Apache Flink is an open-source stream processing framework designed for stateful, fault-tolerant processing of unbounded (streaming) and bounded (batch) data at scale. Where Spark Streaming micro-batches data in small intervals, Flink processes truly one event at a time — giving sub-second end-to-end latency with strong consistency guarantees.

Flink's distinguishing capabilities: true event-time semantics, exactly-once state consistency via distributed snapshots, scalable managed state (persisted, versioned, queryable), and expressive windowing APIs for complex temporal aggregations.

Flink Execution Model

**TaskManagers and JobManager**: The JobManager coordinates execution — receives jobs, splits them into tasks, distributes tasks to TaskManagers, and coordinates checkpoints.
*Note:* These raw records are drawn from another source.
PR #30, opened 2023-03-21
Slow odgi: `flatten`

anshumanmohan:
This PR adds support for `odgi flatten`. IMO it only really makes sense to run this command with _both_ its flags supplied, though it is happy to run with either. Running
`odgi flatten -i graph.og -f graph.fasta -b graph.bed`
produces:
- in graph.fasta, a simple concatenation of the sequences of the graph's segments. Our visitation (and odgi's) is in the same order that the segments appeared in the original graph.gfa
- in graph.bed, a "key" by which to retrieve path information from the .fasta string. 

It may be clear to see why these really go hand in hand: the former has no path information, and the latter has no sequence information.

It's a simple enough algorithm, and all tests pass with the current suite of graphs.

### DIFF
--- a/slow_odgi/flatten.py
+++ b/slow_odgi/flatten.py
@@ -29,7 +29,7 @@ def insert_newlines(string, every=80):
     return '\n'.join(string[i:i+every] for i in range(0, len(string), every))
 
 if __name__ == "__main__":
-    if len(sys.argv) > 1 and sys.argv[1][-4:] == ".gfa":
+    if len(sys.argv) > 1 and sys.argv[1].endswith(".gfa"):
         infile = open(sys.argv[1], 'r')
         graph = mygfa.Graph.parse(infile)
         odginame = sys.argv[1][:-4] + ".og"
--- a/slow_odgi/flatten.py
+++ b/slow_odgi/flatten.py
@@ -16,7 +16,7 @@ def fasta(graph):
         length = len(segment.seq)
         legend[segment.name] = (ptr, ptr + length)
         ptr += length
-    return(ans, legend)
+    return ans, legend
 
 def print_bed(graph, legend):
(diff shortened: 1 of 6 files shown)


anshumanmohan:
I originally wanted to also do `odgi inject` in the same PR, since it also has to do with fasta and bed. 
In theory, running
`odgi inject -i graph.og -b more_paths.bed -o graph_with_more_paths.og`
produces a new graph, where any paths chalked out in more_paths.bed are inserted. The .bed file needs to be compatible with the given graph.

Sadly I'm not really able to run this as of writing. I made a `k.bed` using `k.og`, then simply changed the name of the path "x" into "z" (i.e., adding a new path that exactly coincides with the known-to-be-correct path "x") but found the resultant graph to be unchanged. I'll investigate further, including snooping around the codebase.

slow_odgi/flatten.py
```diff
@@ -0,0 +1,42 @@
...
+    for path in graph.paths.values():
+        for i, (segname, o) in enumerate(path.segments):
+            start, end = legend[segname]
+            print ("\t".join([odginame, str(start), str(end), path.name, "+" if o else "-", str(i)]))
+
+def insert_newlines(string, every=80):
+    return '\n'.join(string[i:i+every] for i in range(0, len(string), every))
+
+if __name__ == "__main__":
+    if len(sys.argv) > 1 and sys.argv[1][-4:] == ".gfa":
```
sampsyo, line 32:
```suggestion
    if len(sys.argv) > 1 and sys.argv[1].endswith(".gfa"):
```

sampsyo (approved):
Super awesome! I was worried that FASTA files and `.bed` files were going to be more complicated than this. Nice work figuring out these text-based formats to make comparison easy!

PR #31, opened 2023-03-23
Slow odgi: `overlap`

anshumanmohan:
This PR adds support for `odgi overlap`.

The command is straightforward and we diff out cleanly agains the present suite of test graphs. 

One weird thing: the ODGI output is
| #path  | | | path_touched |
| -------------------- | ---------| ----------| ----------------------- |
| name of query path | number1 | number2 |  name of touched path  |
| name of query path | number1 | number2 |  name of touched path  |

but the middle two columns are not labeled, and exploring the [relevant source code](https://github.com/pangenome/odgi/blob/bfae0b3c70a0f044d7ce8510b7a45f59d5138626/src/subcommand/overlap_main.cpp#L167-L168) does not tell me very much. Hilariously, I found, just "by eye", that the second column is always 0 and the third is always the length of the sequence charted by the query path.

I think there is a bug in the odgi code. They want something else, and are trying to compute it, but are inadvertently computing the length of the query path instead. I'll explore further and report back here.

There are some computations in this overlap.py that I'd like to lift into preprocess.py. Also, there is a somewhat ugly bit of .sh hacking in my .turnt file. Thoughts about cleaning that up appreciated!

### DIFF
--- a/slow_odgi/overlap.py
+++ b/slow_odgi/overlap.py
@@ -1,28 +1,19 @@
 import sys
 import mygfa
 
-
-
 def getpaths(infile):
-    paths = []
-    for line in mygfa.nonblanks(infile):
-        paths.append(line)
-    return paths
+    return list(mygfa.nonblanks(infile))
 
 def touches(path1, path2, graph):
     if path1 == path2:
         return False
-    for seg_o1 in graph.paths[path1].segments: # (segment, orientation) tuple
-        for seg_o2 in graph.paths[path2].segments:
-            if seg_o1 == seg_o2:
-                return True
-    return False
+    segs1 = set(graph.paths[path1].segments)
+    segs2 = set(graph.paths[path2].segments)
+    return bool(segs1 & segs2)
 
 def pathseqlen(path, graph):
-    length = 0
-    for seg, _ in graph.paths[path].segments:
-        length += len (graph.segments[seg].seq)
-    return length
+    return sum(len(graph.segments[seg].seq) for (seg, _) in \
+        graph.paths[path].segments)
 
 def print_overlaps(graph, inputpaths):
     print("\t".join(["#path", "start", "end", "path.touched"]))
@@ -30,7 +21,8 @@ def print_overlaps(graph, inputpaths):
         assert (ip in graph.paths)
         for pathname in graph.paths.keys():
             if touches(ip, pathname, graph):
-                print("\t".join([ip, "0", str(pathseqlen(ip, graph)), pathname]))
+                print("\t".join([ip, "0", str(pathseqlen(ip, graph)), \
+                    pathname]))
 
 if __name__ == "__main__":
     if len(sys.argv) > 1 and sys.argv[1][-6:] == ".paths":
--- a/slow_odgi/overlap.py
+++ b/slow_odgi/overlap.py
@@ -25,7 +25,7 @@ def pathseqlen(path, graph):
     return length
 
 def print_overlaps(graph, inputpaths):
-    print("\t".join(["#path","path_touched"]))
+    print("\t".join(["#path", "start", "end", "path.touched"]))
     for ip in inputpaths:
         assert (ip in graph.paths)
         for pathname in graph.paths.keys():
--- a/slow_odgi/overlap.py
+++ b/slow_odgi/overlap.py
@@ -1,0 +1,39 @@
+import sys
+import mygfa
+
+
+
+def getpaths(infile):
+    paths = []
+    for line in mygfa.nonblanks(infile):
+        paths.append(line)
+    return paths
+
+def touches(path1, path2, graph):
+    if path1 == path2:
+        return False
+    for seg_o1 in graph.paths[path1].segments: # (segment, orientation) tuple
+        for seg_o2 in graph.paths[path2].segments:
+            if seg_o1 == seg_o2:
+                return True
+    return False
+
+def pathseqlen(path, graph):
+    length = 0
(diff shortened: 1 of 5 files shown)


test/turnt.toml
```diff
@@ -45,3 +45,15 @@ command = "odgi flip -i {filename} --out=temp.og; odgi view -g -i temp.og"
 [envs.flip_test]
 binary = true
 command = "python3 ../slow_odgi/flip.py < {filename}"
+
+[envs.overlap_setup]
+binary = true
+command = "fn={filename}; pathsname=$(echo $fn | cut -f 1 -d '.').paths; python3 ../slow_odgi/list_paths.py < {filename} > $pathsname"
```
anshumanmohan, line 51: Yuck! 
This is because {filename} has graph.gfa, and I'd like to generate graph.paths. 
Why? Because later, I will have a turnt command (environment "oracle") where {filename} has graph.og, and I want that turnt command to _also_ be able to look for graph.paths and find the graph.paths generated by this setup env.

anshumanmohan:
Meanwhile, a quick heads up for @susan-garry! 

I have learned most of what I know about turnt environments from copying off you, but I wonder if you'd like to take a look at the style I now have going. It may help you avoid 
- the symlink-style(?) fake .og files that live under test/depth
- the per-algorithm turnt.toml files (e.g. test/depth/turnt.toml). 

The main trick I'm leveraging was taught to me by @sampsyo [here](https://github.com/cucapra/pollen/pull/27#issuecomment-1452723038): 
> The way Turnt works is that it looks for turnt.toml by walking "upward" from where the test file itself lives. That means that Turnt works the same way regardless of where you are "standing": running turnt foo.t and turnt ../../../foo.t and turnt bar/baz/qux/foo.t from different working directories (assuming those are all different paths to the same file) are all guaranteed to do the same thing.

sampsyo:
> I think there is a bug in the odgi code. They want something else, and are trying to compute it, but are inadvertently computing the length of the query path instead. I'll explore further and report back here.

Very very interesting! I will say again that this is a _really_ useful outcome of doing some slow reference implementations: we debug the fast implementations (and their documentation). Needless to say, [the docs for `odgi overlap`](https://pangenome.github.io/odgi.github.io/rst/commands/odgi_overlap.html) do not clarify what the columns are supposed to mean; hypothetically, a Python implementation should make that crystal clear.

slow_odgi/overlap.py
```diff
@@ -0,0 +1,39 @@
+import sys
+import mygfa
+
+
+
+def getpaths(infile):
+    paths = []
+    for line in mygfa.nonblanks(infile):
+        paths.append(line)
+    return paths
```
sampsyo, line 10: This is equivalent to:

```py
return list(mygfa.nonblanks(infile))
```

slow_odgi/overlap.py
```diff
@@ -0,0 +1,39 @@
...
+
+def touches(path1, path2, graph):
+    if path1 == path2:
+        return False
+    for seg_o1 in graph.paths[path1].segments: # (segment, orientation) tuple
+        for seg_o2 in graph.paths[path2].segments:
+            if seg_o1 == seg_o2:
+                return True
+    return False
```
sampsyo, line 19: I actually don't know if this is any clearer, but we could do this with set intersection:

```py
segs1 = set(graph.paths[path1].segments)
segs2 = set(graph.paths[path2].segments)
return bool(segs1 & segs2)
```

slow_odgi/overlap.py
```diff
@@ -0,0 +1,39 @@
...
+
+def pathseqlen(path, graph):
+    length = 0
+    for seg, _ in graph.paths[path].segments:
+        length += len (graph.segments[seg].seq)
+    return length
```
sampsyo, line 25: Sorry to be Generator Expression Guy, but:

```py
return sum(len(graph.segments[seg].seq) for (seg, _) in graph.paths[path].segments)
```

test/turnt.toml
sampsyo: Aha! The "setup environment" trick is pretty neat; it is cool that this works.

To avoid the yuckiness about an ignored `.out` file, you can configure Turnt to put the result of this command in a `.paths` file. Just add this:

```toml
output.paths = "-"
```

Then remove the `> $pathsname` redirection, so the stuff goes to stdout. The `"-"` in the above configuration means "get your results from stdout." Turnt will then put that data in `whatever.paths`.

sampsyo (commented):
WAHOO!!! Really really neat that this one turns out to be expressible without too much sadness in Python too. I have some suggestions about the code and also about the Turnt configuration business!

test/turnt.toml
anshumanmohan: Ooh many thanks; I've got this in now. Sadly the following two envs are still ugly, because I need to start with {filename} has looks like graph.gfa (resp., like graph.og) and from each of those envs, reference graph.paths.

anshumanmohan:
Thanks a bunch Adrian, I learned a lot of hacky Python!! The turnt trick is real neat too, though now I have a really silly issue that I'll work on shortly. I need to figure out the bash/turnt incantation that will give me, for example, "q.chop.paths" from "q.chop.gfa" and "q.chop.og". My current solution is very silly and gives me "q.paths" (because I `cut` by "." and grab item #1).

anshumanmohan:
What do you know, it was there all along. I needed the turnt-provided `{base}` instead doing all kinds of magic to `{filename}`.

PR #37, opened 2023-04-06
Slow odgi paths

anshumanmohan:
This PR adds support for a the most basic possible incantation of `odgi paths`. The full command is a monster, with lots of interesting features for investigation and modification, but I realized that I had recreated the command's most basic incantation (i.e., just list the names of the graph's paths in the order that the appear in the GFA) as part of other business anyway.


sampsyo (approved):
Excellent!! Hard to argue with this, given that the functionality was already there. :tada:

TaskManagers are the worker processes running task slots. Each slot can run one parallel task. A TaskManager with 4 slots can run 4 parallel pipeline operators simultaneously.

**Parallelism**: Each operator in a Flink job runs with a configurable parallelism — the number of parallel instances. A source with parallelism 4 reads from 4 Kafka partitions simultaneously. Downstream operators can have different parallelism; Flink handles the data redistribution between operators.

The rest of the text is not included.